On the other hand, when the laser diode 23 is used as a receiving element, a voltage lower than the thresholds of the first to third transistors 22, 25 and 26 is applied to the voltage applying terminal 27. Thereby, the first and second
Transistors 22 and 25 are turned off, and the third transistor 26 is turned on. At this time, if the input terminal side of the preamplifier 24 is set to a positive potential as a self-bias, the laser diode 23 is reverse-biased and operates as a light receiving element. That is, the optical signal transmitted from the optical fiber (not shown) is received and converted into an electric signal. The converted electric signal is input to the preamplifier 24, amplified, and supplied to a circuit (not shown) in the subsequent stage.

In the embodiment, switching of the bias of the laser diode 23 is realized by using a transistor, but other means may be used. Also, it goes without saying that switching means other than transistors may be used for switching circuits.

[0020]

As described above, according to the first aspect of the invention, the bias applied to the laser diode can be switched between the forward bias and the reverse bias, so that when the forward bias is set, the laser diode is set. Was used as a transmitting element, and in the opposite case, it was used as a photodiode. Therefore, the laser diodes can be operated in a state suitable for transmitting and receiving, respectively, and both can be used together. Further, since the coupler can be eliminated, the system configuration can be simplified.

According to the second aspect of the invention, the first to third switches are connected to the input / output terminals of the laser diode, and ON / OFF of these switches is controlled by the switch control means. Therefore, it is possible to easily and quickly set the bias for the laser diode.

[Brief description of drawings]

FIG. 1 is a circuit diagram showing a main part of an optical transmitter / receiver circuit according to an embodiment of the present invention.

FIG. 2 is a system configuration diagram showing an example of a single-core bidirectional transmission system using a conventional optical transmission / reception circuit.

[Explanation of symbols]

 21 laser diode drive circuit 22 first transistor 23 laser diode 24 preamplifier 25 second transistor 26 third transistor 27 voltage application terminal

Claims (3)

[Claims] 1. A laser diode, bias switching means for biasing the laser diode in a forward or reverse direction, and an electric signal to be transmitted when the laser diode is forward biased by the bias switching means.

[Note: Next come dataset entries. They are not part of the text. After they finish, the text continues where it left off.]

PR #1187, opened 2024-01-09
feat(npm-scripts): detect root dir when package-lock.json present

izaera:
This is needed so that liferay-portal's Playwright tests can use npm-scripts without the `--experimental-standalone` flag.


bryceosterhaus (approved):
merge away

PR #1190, opened 2024-01-18
feat(npm-scripts): detect playwright folder as root

izaera:
This is needed so that playwright SF uses its own set of rules.


izaera:
Going to :ninja:-merge this as soon as it is green

PR #1195, opened 2024-03-04
fix(npm-scripts): ignore url options in css as we don't support loading files other than js and css

bryceosterhaus:
When adding an "exports" in a dxp module, we want to at times allow for setting css files. This is the case for `leaflet/dist/leaflet.css` which is used in DXP. However, this fails because it is trying to load an external .png file. By setting url to false, we disable webpack from processing url references.


bryceosterhaus:
gonna merge and release. this is pretty trivial as it only impacts .css files within `exports: []`

Current uses

Screenshot 2024-03-04 at 11 37 15 AM

izaera:
LGTM

PR #1196, opened 2024-03-04
fix: handle module aliases that start with "." correctly

izaera:
See https://liferay.atlassian.net/browse/LPD-19292


bryceosterhaus (commented):
LGTM!

PR #1204, opened 2024-04-18
feat(npm-scripts): provide a flag to disable sass

izaera:
I don't need this to be merged fast, but:

1. It makes sense since we already have disable flags for the rest of the toolling.
2. It will be handy when we start using the native sass compiler.


izaera:
The failure is due to the node version we use in Windows CI, not because of this PR, so going to merge...

PR #1247, opened 2025-05-08
feat(js-api): add itemData to FDSTableCellHTMLElementBuilderArgs

chestofwonders:
Issue: https://liferay.atlassian.net/browse/LPD-50122

<h1>Allow accessing all row Content in the Cell Renderer Client Extension</h1>

The goal of this PR is to provide support for `itemData` arg in `js-api` , which is needed for Frontend data set cell renderer to access all row items.

### DIFF
--- a/projects/js-toolkit/packages/js-api/data-set/index.ts
+++ b/projects/js-toolkit/packages/js-api/data-set/index.ts
@@ -6,6 +6,7 @@
 // Frontend data set cell renderer
 
 export interface FDSTableCellHTMLElementBuilderArgs {
+	itemData?: object;
 	value: boolean | number | string | object | [];
 }
 


bryceosterhaus:
Hey, couple of things:

- Not sure why my commit is in this PR, I think it should just be a single commit?
- Commit message should be `feat(js-api): add itemData to FDSTableCellHTMLElementBuilderArgs`

### After merging...
- [Release steps are here](https://github.com/liferay/liferay-frontend-projects/blob/master/projects/js-toolkit/CONTRIBUTING.md#releasing-new-versions)
- ^ not sure if you have permissions to release, as they aren't always set properly, if you don't just ping me and I can release

izaera:
Why has this passed all CI routines? They used to complain about commit messages... :thinking:

bryceosterhaus:
@izaera ci only validates the PR title, which is used to generate release notes

izaera:
> I've changed the title. 

You need to change the commit message too. See this guide on semantic commits -> https://github.com/liferay/liferay-frontend-projects/blob/ff76b3d915f8e8bf5a6c6476a6d361d337ea011a/guidelines/general/commit_messages.md?plain=1#L7

> No idea why there's an extra commit, my changes are just one commit 😕

I'm not sure, but I'd say you need to rebase on top of master. Apparently you rebased this PR on a commit that is the same as the last one in master but with a different hash (so maybe you took it from a PR or something like that... :shrug: ):

This is the hash of the commit in master:

image

And this is the hash in your PR:

image

> So, how is process to merge? It's simply a matter of force-push the branch into master?

We use merge commits (not rebase ones). It can be done from GitHub's UI (we can do it if you want). Only that we need to sort out the extra commit thingie and the commit message :grimacing: .

PR #1260, opened 2026-04-29

igor-franca:
## Summary

Two accessibility fixes in `aui-scheduler` flagged by axe DevTools on the Liferay calendar (Jira: [LPD-87992](https://liferay.atlassian.net/browse/LPD-87992) / [LPP-63881](https://liferay.atlassian.net/browse/LPP-63881)).

### `aui-scheduler-base-event` — `role="button"` on event template

The `EVENT_NODE_TEMPLATE` renders `aria-expanded="false"` and `aria-haspopup="dialog"` on a bare `<div>`, where ARIA disallows both attributes. The element is already behaviourally a button (`tabindex="0"`, click + keyboard handlers, opens a dialog popover). Adding `role="button"` legalises both ARIA attributes without changing visuals.

### `aui-scheduler-view-day` — populate and label header cells

Two related issues:

1. The headerView (the all-day events strip, rendered as a nested `SchedulerTableView`) never had its `<th class="scheduler-view-table-header-day">` cells populated. `syncDaysHeaderUI` only runs from `_uiSetDate`, and the headerView's date is never set during initial render. Result: seven empty table headers in the week and day views.
2. The day view's own day-of-week `<a>` elements had no robust accessible name. Downstream stylesheets sometimes shrink the weekday `<span>` with `font-size: 0` to abbreviate it for narrow viewports, which strips the accessible name on platforms that drop zero-sized text from the accessibility tree.

Calls `instance.headerView.syncDaysHeaderUI()` after `render()` and inside `_uiSetDate` so the all-day strip's day-name `<th>` cells stay populated, and sets `aria-label` on each header anchor with the localized full date so the accessible name survives any visual abbreviation.

### DIFF
--- a/third-party/projects/alloy-ui/src/aui-scheduler/js/aui-scheduler-base-event.js
+++ b/third-party/projects/alloy-ui/src/aui-scheduler/js/aui-scheduler-base-event.js
@@ -357,8 +357,8 @@ var SchedulerEvent = A.Component.create({
         'colorSaturationFactor', 'titleDateFormat', 'visible', 'disabled'],
 
     prototype: {
-        EVENT_NODE_TEMPLATE: '<div aria-expanded="false" aria-haspopup="dialog" class="' + CSS_SCHEDULER_EVENT + '" tabindex="0">' + '<div class="' +
-            CSS_SCHEDULER_EVENT_TITLE +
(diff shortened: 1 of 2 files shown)


dsanz:
see https://github.com/liferay/liferay-frontend-projects/pull/1262

PR #1262, opened 2026-05-12

dsanz:
Followup of https://github.com/liferay/liferay-frontend-projects/pull/1260 where:

- Minor changes to reuse an existing function are made
- Updated yui3 version

### DIFF
--- a/third-party/projects/alloy-ui/src/aui-scheduler/js/aui-scheduler-view-day.js
+++ b/third-party/projects/alloy-ui/src/aui-scheduler/js/aui-scheduler-view-day.js
@@ -890,9 +890,9 @@ var SchedulerDayView = A.Component.create({
          */
         syncDaysHeaderUI: function() {
             var instance = this;
-            var locale = instance.get('scheduler').get('locale');
             var viewDate = instance.get('scheduler').get('viewDate');
-            var formatter = instance.get('headerDateFormatter');
+            var headerFormatter = instance.get('headerDateFormatter');
+            var navigationFormatter = instance.get('navigationDateFormatter');
             var todayDate = instance.get('scheduler').get('todayDate');
 
             instance.colHeaderDaysNode.all('a').each(
@@ -903,13 +903,9 @@ var SchedulerDayView = A.Component.create({
                         CSS_SCHEDULER_TODAY_HD, !DateMath.isDayOverlap(columnDate, todayDate));
 
                     columnNode.setAttribute(
-                        'aria-label',
-                        A.DataType.Date.format(columnDate, {
-                            format: '%A, %B %d, %Y',
-                            locale: locale
-                        }));
+                        'aria-label', navigationFormatter.call(instance, columnDate));
 
-                    columnNode.html(formatter.call(instance, columnDate));
+                    columnNode.html(headerFormatter.call(instance, columnDate));
                 }
             );
         },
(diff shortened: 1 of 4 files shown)


third-party/projects/alloy-ui/src/aui-scheduler/js/aui-scheduler-view-day.js
```diff
@@ -903,13 +903,9 @@ var SchedulerDayView = A.Component.create({
                         CSS_SCHEDULER_TODAY_HD, !DateMath.isDayOverlap(columnDate, todayDate));
 
                     columnNode.setAttribute(
-                        'aria-label',
-                        A.DataType.Date.format(columnDate, {
-                            format: '%A, %B %d, %Y',
-                            locale: locale
-                        }));
+                        'aria-label', navigationFormatter.call(instance, columnDate));
```
igor-franca, line 906: I deployed the new webjar locally and walked through the calendar in day, week, and month views. Day view looks great with this change. I think there's an unintended side effect in week view though, and I wanted to write out what's happening in detail in case I'm missing something.

What you changed and why I think it makes sense in day view

Your commit replaces the hardcoded `'%A, %B %d, %Y'` with a call to the existing navigationDateFormatter attribute. That's a clean reuse Liferay.SchedulerDayView's navigationDateFormatter happens to return exactly `%A, %B %d, %Y`, so for day view your version produces the same string ("Wednesday, May 13, 2026") with one less hardcoded format. Nicer code.

What I'm seeing in week view

The issue is that `navigationDateFormatter` has a different contract per view. In calendar-web, each view overrides it to format the navigation bar label at the top of the calendar:

| View  | What the nav bar shows  | What navigationDateFormatter(date) returns       |
|-------|-------------------------|--------------------------------------------------|
| Day   | Wednesday, May 13, 2026 | the date itself, formatted as a full single date |
| Week  | May 10 — 16, 2026       | a range string of two dates joined by &mdash;    |
| Month | May 2026                | a month-year string                              |

Concretely, Liferay.SchedulerWeekView (in `modules/apps/calendar/calendar-web/.../scheduler.js`) defines it as:

```
navigationDateFormatter: {
    validator: isFunction,
    value(date) {
        const instance = this;
        const scheduler = instance.get('scheduler');
        const locale = scheduler.get('locale');
        const startDate = instance._firstDayOfWeek(date);
        const endDate = DateMath.add(startDate, DateMath.DAY, instance.get('days') - 1);
        // ...
        return [startDateLabel, '&mdash;', endDateLabel].join(' ');
    },
}
```

So when `syncDaysHeaderUI` loops over the seven day-header anchors and calls `navigationFormatter(columnDate)` per anchor, every call returns the same week-range string regardless of which columnDate is passed in. The rendered DOM ends up looking like:

```
<a aria-label="May 10 &mdash; 16, 2026">Sun 10</a>
<a aria-label="May 10 &mdash; 16, 2026">Mon 11</a>
<a aria-label="May 10 &mdash; 16, 2026">Tue 12</a>
...all seven identical...

```
Day view doesn't show either symptom because there's only one column anchor and the day view's `navigationDateFormatter` doesn't include any HTML entities, so both bugs are masked.

igor-franca (commented):
Hey Daniel 👋 thanks for taking this on and bumping yui3 too, really appreciate it.

PR #635, opened 2024-09-28
Avoid hoisting loads out of gammas

### LINKED ISSUE #632: Polybench tests are failing
It seems that the polybench tests started to fail all in a sudden. See PR #630 and #631.

phate:
Closes #632


haved (approved):
So this is the culprit? Great find!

And a laser diode drive circuit for driving the same to output laser light, and inputting an electric signal after photoelectric conversion according to the input light received when the laser diode is biased in the reverse direction by the bias switching means. An optical transmission / reception circuit comprising: an amplifying means for amplifying the light. 2. A laser diode, a first switch whose one end is connected to the cathode side of the laser diode, and the other end of the first switch which is connected to the other end of the laser diode in accordance with an electric signal to be transmitted. A laser diode drive circuit for driving, a second switch whose one end is connected to the anode side of the laser diode and whose other end is set to a predetermined positive potential, and one end of which is connected to the anode side of the laser diode. A third switch grounded between the first switch and an amplifier that is connected between the first switch and the cathode of the laser diode and is set to a positive bias itself; and the laser diode drive circuit drives the laser diode. In the first mode, the first and second switches are set to on and the third switch is set to off. In a second mode in which the optical signal is received by the laser diode, the first and second switches are turned off, and the third switch is turned on.
And a switch control unit for setting each of the switches to ON. 3. The first to third switches are switching transistors, and these switches are controlled by switching control voltages applied to these control terminals. The optical transceiver circuit described.